All the pieces aren't there: extraction exists, variable mixing does not. You're looking at the electronic equivalent of a Y-splitter (when centre speaker is set to 'none') and considering that a mixer. It's not.

Oh, for Pete's sake! If one can code C' = xC, L' = (1-x)C/2+L, R'=(1-x)C/2+R, for x either 0 or 1, one can code if for x between 0 and 1. DSPs and hybrid processors do pretty good fixed and floating point math these days (likely necessary for DD decoding anyway).

The only assumptions I make are that (a) the 990 does decoding and processing in the digital domain, (b) it has fixed and/or floating point capabilities, and (c) it can combine data from independent channels.

What part of the linear algebra are you having trouble with?

You called them "hidden" and "crippled" (instead of 'secret' and 'disabled', respectively).

Yes, because I believe they exist in code that any reasonable programmer would refactor in such an application, but are not exposed to the end user. 'secret' is your word to imply a conspiracy, not mine. I do not believe the lack of access to this funcionality was intended to thwart experimentation, but rather to protect the unsophisticated end user from themselves -- I see no malice in the restriction.

Early adopters? The surround processing technology in the 990 is mature; nothing there on the bleeding edge (even PLIIx has been around for almost two years).

I was referring to the practice of plunking down over a thousand dollars for a product over the internet, sight unseen, on the reputation of the seller.

In any case, as tempting as it is to have "feature and bug fix prototyping for free", I'm glad that consumer electronic companies don't design their products to accomodate hackers.

Actually, increasingly, companies do this.

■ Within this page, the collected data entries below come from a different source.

PR #3028, opened 2024-09-03
feat(ignore mutation): Add support for ignoring mutations in code using mutiline string comments

### LINKED ISSUE #3008: Stryker comments inside multiline comments or at the ends of lines of code are ignored
**Describe the bug**
I have a method which returns null from an else-if block. Because Stryker has the method return `default` when the else-if block is removed, the behavior under that mutation is identical to the expected behavior (i.e., the method returns null), so the mutant can't be killed. This issue is described in #2000. In that issue @dupdob suggests using `// Stryker disable once block` to ignore the mutant. However, I ran into some challenges getting this to work with my company's coding style.

Because our style is to put curly braces on the same line as an if/else-keyword, I would like to be able to disable the Block mutation in this manner:
```csharp
  public string? ReturnDefaultFromElseIf(bool? value) {
    if (value == true) {
      return TrueStr;
    } else if (value == null) /* Stryker disable once Block */ {
      return null;
    } else {
      return FalseStr;
    }
  }
```

However, Stryker comments that appear in multiline comments, or that appear after/amidst code on the same line, appear to be disregarded. Additionally, if a "disable once" comment appears anywhere before the `if` keyword, then the mutant is disabled for the last else block as well (since its syntax is a child of the if-statement), unless I have a second comment to restore it. I made various attempts to get Stryker to do what I wanted, which you can read through in the source code below.

<details>
<summary>DisableBlockIssueDemo.cs</summary>

```csharp
namespace LibraryProject;

public class DisableBlockIssueDemo {
  private const string TrueStr = "True";
  private const string FalseStr = "False";

  /*
   * Here is a method similar to the one I am trying to work with.
   */

  public string? ReturnDefaultFromElseIf(bool? value) {
    if (value == true) {
      return TrueStr;
    } else if (value == null) {
      return null;
    } else {
      return FalseStr;
    }
  }

  /*
   * In general, for the examples below, my expectation is that Stryker would ignore
   * the Block mutation for the else-if block but not the else block.
   * (Though this expectation is stronger for some of these examples than others.)
   */

  // Does not work - Comment is out of scope.
  public string? ReturnDefaultFromElseIf1(bool? value) {
    if (value == true) {
      return TrueStr;
    // Stryker disable once Block
    } else if (value == null) {
      return null;
    } else {
      return FalseStr;
    }
  }

  // Does not work - Stryker ignores multiline comments.
  public string? ReturnDefaultFromElseIf2(bool? value) {
    if (value == true) {
      return TrueStr;
    } /* Stryker disable once Block */ else if (value == null) {
      return null;
    } else {
      return FalseStr;
    }
  }

  // Does not work - Stryker ignores multiline comments.
  public string? ReturnDefaultFromElseIf3(bool? value) {
    if (value == true) {
      return TrueStr;
    } else /* Stryker disable once Block */ if (value == null) {
      return null;
    } else {
      return FalseStr;
    }
  }

  // Does not work - Stryker ignores multiline comments.
  // (This is the approach that I think would be the easiest to have Stryker work with, while being reasonably readable.)
  public string? ReturnDefaultFromElseIf4(bool? value) {
    if (value == true) {
      return TrueStr;
    } else if (value == null) /* Stryker disable once Block */ {
      return null;
    } else {
      return FalseStr;
    }
  }

  // Does not work - Comment appears after start of block.
  public string? ReturnDefaultFromElseIf5(bool? value) {
    if (value == true) {
      return TrueStr;
    } else if (value == null) { // Stryker disable once Block
      return null;
    } else {
      return FalseStr;
    }
  }

  // Does not work - Stryker ignores comments in trailing trivia (see Visual Studio's Syntax Visualizer).
  public string? ReturnDefaultFromElseIf6(bool? value) {
    if (value == true) {
      return TrueStr;
    } else if (value == null) // Stryker disable once Block
    {
      return null;
    } else {
      return FalseStr;
    }
  }

  // WORKS, but separates the curly brace from the if condition.
  public string? ReturnDefaultFromElseIf7(bool? value) {
    if (value == true) {
      return TrueStr;
    } else if (value == null)
    // Stryker disable once Block
    {
      return null;
    } else {
      return FalseStr;
    }
  }

  // Does not work - Stryker disables the mutant for both the else-if block and the else block.
  // (This is because it is a child of the if-statement; see Visual Studio's Syntax Visualizer)
  public string? ReturnDefaultFromElseIf8(bool? value) {
    if (value == true) {
      return TrueStr;
    } else
    // Stryker disable once Block
    if (value == null) {
      return null;
    } else {
      return FalseStr;
    }
  }

  // Does not work - Stryker ignores comments in trailing trivia.
  public string? ReturnDefaultFromElseIf9(bool? value) {
    if (value == true) {
      return TrueStr;
    } // Stryker disable once Block
    else if (value == null) {
      return null;
    } else {
      return FalseStr;
    }
  }

  // Does not work - Stryker disables the mutant for both the else-if block and the else block.
  public string? ReturnDefaultFromElseIf10(bool? value) {
    if (value == true) {
      return TrueStr;
    }
    // Stryker disable once Block
    else if (value == null) {
      return null;
    } else {
      return FalseStr;
    }
  }

  /*
   * The examples below try to mitigate the fact that Stryker still
   * disables the mutation for the else block if the disable comment
   * appears before the "if" keyword of the else-if portion.
   */

  // Does not work - Restore comment is outside the scope of the else block.
  public string? ReturnDefaultFromElseIf11(bool? value) {
    if (value == true) {
      return TrueStr;
    }
    // Stryker disable once Block
    else if (value == null) {
      return null;
    // Stryker restore Block
    } else {
      return FalseStr;
    }
  }

  // Does not work - Stryker ignores comments in trailing trivia.
  public string? ReturnDefaultFromElseIf12(bool? value) {
    if (value == true) {
      return TrueStr;
    }
    // Stryker disable once Block
    else if (value == null) {
      return null;
    } // Stryker restore Block
    else {
      return FalseStr;
    }
  }

  // WORKS, but separates the else keywords from the curly braces.
  // (This is the least ugly solution I've found so far.)
  public string? ReturnDefaultFromElseIf13(bool? value) {
    if (value == true) {
      return TrueStr;
    }
    // Stryker disable once Block
    else if (value == null) {
      return null;
    }
    // Stryker restore Block
    else {
      return FalseStr;
    }
  }
}
```

</details>

<details>
<summary>DisableBlockIssueDemoTests.cs</summary>

```csharp
namespace LibraryProject.Test;

public class DisableBlockIssueDemoTests {
  private DisableBlockIssueDemo exampleClass = new DisableBlockIssueDemo();

  public static IEnumerable<object?[]> ReturnDefaultFromElseIfInputs => [
    [true, "True"],
    //[false, "False"], // For demonstration purposes: Disabled so that mutations on else-branches survive.
    [null, null]
  ];

  [Theory, MemberData(nameof(ReturnDefaultFromElseIfInputs))]
  public void ReturnDefaultFromElseIf_ReturnsCorrectValue(bool? input, string? expectedOutput) {
    Assert.Equal(expectedOutput, exampleClass.ReturnDefaultFromElseIf(input));
  }

  [Theory, MemberData(nameof(ReturnDefaultFromElseIfInputs))]
  public void ReturnDefaultFromElseIf1_ReturnsCorrectValue(bool? input, string? expectedOutput) {
    Assert.Equal(expectedOutput, exampleClass.ReturnDefaultFromElseIf1(input));
  }

  [Theory, MemberData(nameof(ReturnDefaultFromElseIfInputs))]
  public void ReturnDefaultFromElseIf2_ReturnsCorrectValue(bool? input, string? expectedOutput) {
    Assert.Equal(expectedOutput, exampleClass.ReturnDefaultFromElseIf2(input));
  }

  [Theory, MemberData(nameof(ReturnDefaultFromElseIfInputs))]
  public void ReturnDefaultFromElseIf3_ReturnsCorrectValue(bool? input, string? expectedOutput) {
    Assert.Equal(expectedOutput, exampleClass.ReturnDefaultFromElseIf3(input));
  }

  [Theory, MemberData(nameof(ReturnDefaultFromElseIfInputs))]
  public void ReturnDefaultFromElseIf4_ReturnsCorrectValue(bool? input, string? expectedOutput) {
    Assert.Equal(expectedOutput, exampleClass.ReturnDefaultFromElseIf4(input));
  }

  [Theory, MemberData(nameof(ReturnDefaultFromElseIfInputs))]
  public void ReturnDefaultFromElseIf5_ReturnsCorrectValue(bool? input, string? expectedOutput) {
    Assert.Equal(expectedOutput, exampleClass.ReturnDefaultFromElseIf5(input));
  }

  [Theory, MemberData(nameof(ReturnDefaultFromElseIfInputs))]
  public void ReturnDefaultFromElseIf6_ReturnsCorrectValue(bool? input, string? expectedOutput) {
    Assert.Equal(expectedOutput, exampleClass.ReturnDefaultFromElseIf6(input));
  }

  [Theory, MemberData(nameof(ReturnDefaultFromElseIfInputs))]
  public void ReturnDefaultFromElseIf7_ReturnsCorrectValue(bool? input, string? expectedOutput) {
    Assert.Equal(expectedOutput, exampleClass.ReturnDefaultFromElseIf7(input));
  }

  [Theory, MemberData(nameof(ReturnDefaultFromElseIfInputs))]
  public void ReturnDefaultFromElseIf8_ReturnsCorrectValue(bool? input, string? expectedOutput) {
    Assert.Equal(expectedOutput, exampleClass.ReturnDefaultFromElseIf8(input));
  }

  [Theory, MemberData(nameof(ReturnDefaultFromElseIfInputs))]
  public void ReturnDefaultFromElseIf9_ReturnsCorrectValue(bool? input, string? expectedOutput) {
    Assert.Equal(expectedOutput, exampleClass.ReturnDefaultFromElseIf9(input));
  }

  [Theory, MemberData(nameof(ReturnDefaultFromElseIfInputs))]
  public void ReturnDefaultFromElseIf10_ReturnsCorrectValue(bool? input, string? expectedOutput) {
    Assert.Equal(expectedOutput, exampleClass.ReturnDefaultFromElseIf10(input));
  }

  [Theory, MemberData(nameof(ReturnDefaultFromElseIfInputs))]
  public void ReturnDefaultFromElseIf11_ReturnsCorrectValue(bool? input, string? expectedOutput) {
    Assert.Equal(expectedOutput, exampleClass.ReturnDefaultFromElseIf11(input));
  }

  [Theory, MemberData(nameof(ReturnDefaultFromElseIfInputs))]
  public void ReturnDefaultFromElseIf12_ReturnsCorrectValue(bool? input, string? expectedOutput) {
    Assert.Equal(expectedOutput, exampleClass.ReturnDefaultFromElseIf12(input));
  }

  [Theory, MemberData(nameof(ReturnDefaultFromElseIfInputs))]
  public void ReturnDefaultFromElseIf13_ReturnsCorrectValue(bool? input, string? expectedOutput) {
    Assert.Equal(expectedOutput, exampleClass.ReturnDefaultFromElseIf13(input));
  }
}
```

</details>

**Logs**
[log-20240808.txt](https://github.com/user-attachments/files/16552193/log-20240808.txt)

How Stryker treats a couple of the approaches shown in the source code above:

image

image

**Expected behavior**
Stryker comments that appear in multiline comments, or that appear after some code on the same line, should be applied the same as comments that appear on a line of their own.

**Desktop:**
 - OS: Windows
 - Type of project: Microsoft.NET.Sdk
 - Framework Version: net8.0
 - Stryker Version: 4.1.0

**Additional context**
Looking at the Stryker source code, the issue appears to be two-fold.

First, while multi-line comments [are included in the comment search](https://github.com/stryker-mutator/stryker-net/blob/e12cd88551e9b61fa2bc34900e655581f848d272/src/Stryker.Core/Stryker.Core/Mutants/CsharpNodeOrchestrators/CommentParser.cs#L72), it is impossible for them to match [the regex pattern](https://github.com/stryker-mutator/stryker-net/blob/e12cd88551e9b61fa2bc34900e655581f848d272/src/Stryker.Core/Stryker.Core/Mutants/CsharpNodeOrchestrators/CommentParser.cs#L14) that is used to detect Stryker comments, since that pattern only accepts comments that start with `//`.

Second, [only comments from leading trivia are considered](https://github.com/stryker-mutator/stryker-net/blob/e12cd88551e9b61fa2bc34900e655581f848d272/src/Stryker.Core/Stryker.Core/Mutants/CsharpNodeOrchestrators/CommentParser.cs#L70). As such, any comments that appear as trailing trivia (e.g., amid code or at the end of a line after some code) will not be included. In theory, I think it should be possible to include the trailing trivia of the prior SyntaxToken in addition to the leading trivia of the SyntaxNode in question (see [the implementation of SyntaxNode.GetLeadingTrivia](https://github.com/dotnet/roslyn/blob/43b0b05cc4f492fd5de00f6f6717409091df8daa/src/Compilers/Core/Portable/Syntax/SyntaxNode.cs#L1063C13-L1063C72), [SyntaxNode.GetFirstToken](https://learn.microsoft.com/en-us/dotnet/api/microsoft.codeanalysis.syntaxnode.getfirsttoken?view=roslyn-dotnet-4.7.0), and [SyntaxToken.GetPreviousToken](https://learn.microsoft.com/en-us/dotnet/api/microsoft.codeanalysis.syntaxtoken.getprevioustoken?view=roslyn-dotnet-4.7.0)).

It sounds like at some point [there was a deliberate decision to not support multiline comments](https://github.com/stryker-mutator/stryker-net/issues/1570#issuecomment-850263388). However, it sounds like that decision was in part due to the trailing/leading trivia issue, which I believe is surmountable (see previous paragraph).

dupdob:
Add support for the so called multiline comments format (`/* comment */ `) for Stryker comments.
Updated the doc and provided some detailed explanation for `once` option. Note that the Stryker comment must still be on a single line.

Multiline comments should work exactly line single line comments when put on a dedicated line.

Stryker attempts to associate comments within the line with the **previous** syntax node, that is:

`if (condition) {/* Stryker comment*/;....}`: this comment will apply to the whole syntax block
`if (/* Stryker comment*/ condition) {....}`: this comment will apply to the whole condition expression

Stryker comments may not be detected if they are within a syntax node
`if (cond/* Stryker comment*/ition) {....}`: will have no effect
`if (condition /* Stryker comment*/) {....}`: will have no effect

Fixes #3008

### DIFF
--- a/src/Stryker.Core/Stryker.Core/Helpers/RoslynHelper.cs
+++ b/src/Stryker.Core/Stryker.Core/Helpers/RoslynHelper.cs
@@ -197,29 +197,5 @@ namespace Stryker.Core.Helpers
                 return (child.Parent is not AnonymousFunctionExpressionSyntax function || function.ExpressionBody != child)
                        && (child.Parent is not LocalFunctionStatementSyntax localFunction || localFunction.ExpressionBody != child);
             } ).Any(predicate);
-
-        /// <summary>
-        /// Find the syntax node or token that is just before the given node.
-        /// </summary>
-        /// <param name="node"></param>
-        /// <returns>previous node or token. Null if non exists.</returns>
-        public static SyntaxNodeOrToken GetPreviousSyntaxNode(this SyntaxNode node)
-        {
-            SyntaxNodeOrToken previous = node.Parent;
-            if (previous == null)
-            {
-                return null;
-            }
-
-            foreach(var child in previous.ChildNodesAndTokens())
-            {
-                if (child == node)
-                {
-                    return previous;
-                }
-                previous = child;
-            }
-            return null;
-        }
     }
 }
--- a/src/Stryker.Core/Stryker.Core/Helpers/RoslynHelper.cs
+++ b/src/Stryker.Core/Stryker.Core/Helpers/RoslynHelper.cs
@@ -198,13 +198,28 @@ namespace Stryker.Core.Helpers
                        && (child.Parent is not LocalFunctionStatementSyntax localFunction || localFunction.ExpressionBody != child);
             } ).Any(predicate);
 
-        public static bool HasAMemberBindingExpression(this ExpressionSyntax expression) =>
-            expression switch
+        /// <summary>
+        /// Find the syntax node or token that is just before the given node.
+        /// </summary>
+        /// <param name="node"></param>
+        /// <returns>previous node or token. Null if non exists.</returns>
+        public static SyntaxNodeOrToken GetPreviousSyntaxNode(this SyntaxNode node)
+        {
+            SyntaxNodeOrToken previous = node.Parent;
+            if (previous == null)
             {
-                MemberBindingExpressionSyntax => true,
-                MemberAccessExpressionSyntax memberAccess => memberAccess.Expression.HasAMemberBindingExpression(),
-                InvocationExpressionSyntax invocation => invocation.Expression.HasAMemberBindingExpression(),
-                _ => false
-            };
+                return null;
+            }
+
+            foreach(var child in previous.ChildNodesAndTokens())
+            {
+                if (child == node)
+                {
+                    return previous;
+                }
+                previous = child;
+            }
+            return null;
+        }
     }
 }
--- a/src/Stryker.Core/Stryker.Core/Mutants/CsharpNodeOrchestrators/CommentParser.cs
+++ b/src/Stryker.Core/Stryker.Core/Mutants/CsharpNodeOrchestrators/CommentParser.cs
@@ -11,8 +11,8 @@ namespace Stryker.Core.Mutants.CsharpNodeOrchestrators;
 
 internal static class CommentParser
 {
-    private static readonly Regex Pattern = new("^\\s*\\/\\/\\s*Stryker", RegexOptions.Compiled | RegexOptions.IgnoreCase, TimeSpan.FromMilliseconds(20));
-    private static readonly Regex Parser = new("^\\s*\\/\\/\\s*Stryker\\s*(disable|restore)\\s*(once|)\\s*([^:]*)\\s*:?(.*)$", RegexOptions.Compiled | RegexOptions.IgnoreCase, TimeSpan.FromMilliseconds(20));
+    private static readonly Regex Pattern = new("^\\s*(\\/\\/\\s*Stryker(.*))|(\\/\\*\\s*Stryker(.*[^\\*][^\\\\])\\*\\/\\s*)$", RegexOptions.Compiled | RegexOptions.IgnoreCase, TimeSpan.FromMilliseconds(20));
+    private static readonly Regex Parser = new("^\\s*(disable|restore)\\s*(once|)\\s*([^:]*)\\s*:?(.*)$", RegexOptions.Compiled | RegexOptions.IgnoreCase, TimeSpan.FromMilliseconds(20));
     private static readonly ILogger Logger = ApplicationLogging.LoggerFactory.CreateLogger("CommentParser");
 
     private static MutationContext ParseStrykerComment(MutationContext context, Match match, SyntaxNode node)
@@ -72,12 +72,17 @@ internal static class CommentParser
                                  t.IsKind(SyntaxKind.MultiLineCommentTrivia)).Select(t => t.ToString()))
         {
             // perform a quick pattern check to see if it is a 'Stryker comment'
-            if (!Pattern.Match(commentTrivia).Success)
+            var strykerCommentMatch = Pattern.Match(commentTrivia);
+            if (!strykerCommentMatch.Success)
             {
                 continue;
             }
 
-            var match = Parser.Match(commentTrivia);
+            // now we can extract actual command
+            var isSingleLine = strykerCommentMatch.Groups[1].Success;
+            var command = isSingleLine ? strykerCommentMatch.Groups[2].Value : strykerCommentMatch.Groups[4].Value;
+
+            var match = Parser.Match(command);
             if (match.Success)
             {
                 // this is a Stryker comments, now we parse it
--- a/src/Stryker.Core/Stryker.Core/Mutants/CsharpNodeOrchestrators/CommentParser.cs
+++ b/src/Stryker.Core/Stryker.Core/Mutants/CsharpNodeOrchestrators/CommentParser.cs
@@ -65,7 +65,7 @@ internal static class CommentParser
         return context.FilterMutators(disable, filteredMutators, match.Groups[OnceGroup].Value.ToLower() == "once", comment);
     }
 
-    public static MutationContext ParseNodeComments(SyntaxNode node, MutationContext context)
+    public static MutationContext ParseNodeLeadingComments(SyntaxNode node, MutationContext context)
     {
         foreach (var commentTrivia in node.GetLeadingTrivia()
                      .Where(t => t.IsKind(SyntaxKind.SingleLineCommentTrivia) ||
--- a/src/Stryker.Core/Stryker.Core/Mutants/CsharpNodeOrchestrators/CommentParser.cs
+++ b/src/Stryker.Core/Stryker.Core/Mutants/CsharpNodeOrchestrators/CommentParser.cs
@@ -1,10 +1,10 @@
 using System;
 using System.Linq;
+using System.Text;
 using System.Text.RegularExpressions;
 using Microsoft.CodeAnalysis;
 using Microsoft.CodeAnalysis.CSharp;
 using Microsoft.Extensions.Logging;
-using Stryker.Core.Helpers;
 using Stryker.Core.Logging;
 using Stryker.Core.Mutators;
 
@@ -12,8 +12,8 @@ namespace Stryker.Core.Mutants.CsharpNodeOrchestrators;
 
 internal static class CommentParser
 {
-    private static readonly Regex Pattern = new("^\\s*(\\/\\/\\s*Stryker(.*))|(\\/\\*\\s*Stryker(.*[^\\*][^\\\\])\\*\\/\\s*)$", RegexOptions.Compiled | RegexOptions.IgnoreCase, TimeSpan.FromMilliseconds(20));
-    private static readonly Regex Parser = new("^\\s*(disable|restore)\\s*(once|)\\s*([^:]*)\\s*:?(.*)$", RegexOptions.Compiled | RegexOptions.IgnoreCase, TimeSpan.FromMilliseconds(20));
+    private static readonly Regex Pattern = new("^\\s*(\\/\\/\\s*Stryker(.*))|(\\/\\*\\s*Stryker(.*[^\\*][^\\\\])\\*\\/\\s*)$", RegexOptions.Compiled | RegexOptions.IgnoreCase, TimeSpan.FromMilliseconds(200));
+    private static readonly Regex Parser = new("^\\s*(disable|restore)\\s*(once|)\\s*([^:]*)\\s*:?(.*)$", RegexOptions.Compiled | RegexOptions.IgnoreCase, TimeSpan.FromMilliseconds(200));
     private static readonly ILogger Logger = ApplicationLogging.LoggerFactory.CreateLogger("CommentParser");
 
     private static MutationContext ParseStrykerComment(MutationContext context, Match match, SyntaxNode node)
@@ -68,28 +68,24 @@ internal static class CommentParser
 
     public static MutationContext ParseNodeLeadingComments(SyntaxNode node, MutationContext context)
     {
-        // parse comment that is on a dedicated line before the syntax node
-        var firstResult = node.GetLeadingTrivia()
-            .Where(t => t.IsKind(SyntaxKind.SingleLineCommentTrivia) ||
-                        t.IsKind(SyntaxKind.MultiLineCommentTrivia))
-            .Select(t => ProcessComment(node, context, t.ToString()))
-            .FirstOrDefault( t => t!= null);
+        var processedComments = node.GetFirstToken(true).GetPreviousToken(true).TrailingTrivia
+            .Union(node.GetLeadingTrivia())
+            .Where(t => t.IsKind(SyntaxKind.MultiLineCommentTrivia) || t.IsKind(SyntaxKind.SingleLineCommentTrivia))
+            .Select(t => (ProcessComment(node, context, t.ToString()), t)).Where(t => t.Item1 != null).ToList();
 
-        if (firstResult != null)
-        {
-            return firstResult;
-        }
-        // identify the previous syntax node if possible
-        var previousSyntaxNode = node.GetPreviousSyntaxNode();
-        if (previousSyntaxNode == null)
+        if (processedComments.Count == 0)
         {
             return context;
         }
-        // parse any trailing comment, assuming the user intend it to apply to this node.
-        return previousSyntaxNode.GetTrailingTrivia()
-            .Where(t => t.IsKind(SyntaxKind.MultiLineCommentTrivia))
-            .Select(t => ProcessComment(node, context, t.ToString()))
-            .FirstOrDefault( t => t!= null) ?? context;
+        if (processedComments.Count > 1)
+        {
+            var errorMessage = new StringBuilder().Append(  
+                $"Multiple Stryker comments at {node.GetLocation().GetMappedLineSpan().StartLinePosition}, {node.SyntaxTree.FilePath}. Only the first one will be used");
+            errorMessage.Append(string.Join(Environment.NewLine, processedComments.Select(c => c.Item2.ToString())));
+            Logger.LogWarning(errorMessage.ToString());
+
+        }
+        return processedComments[0].Item1;
     }
 
     private static MutationContext ProcessComment(SyntaxNode node, MutationContext context, string commentTrivia)
--- a/src/Stryker.Core/Stryker.Core/Mutants/CsharpNodeOrchestrators/CommentParser.cs
+++ b/src/Stryker.Core/Stryker.Core/Mutants/CsharpNodeOrchestrators/CommentParser.cs
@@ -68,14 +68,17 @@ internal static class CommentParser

Outlaw can by offering a test mode which provides greater control capabilities over the unit via it's serial port. This is useful for automated testing in the factory. It would also be useful for hackers.

Note that others can set their centre speakers to 'none'

And I've asked for a description of how (starting from a reset unit). I can't, and no one has responded. I do not believe that the firmware in my unit is somehow different from stock -- that's your conspiracy theory. (It would be nice if there was a way to obtain the firmware version from the unit). Either I'm doing something wrong, or there is a "trick" to specifying two small L+R speakers and a sub.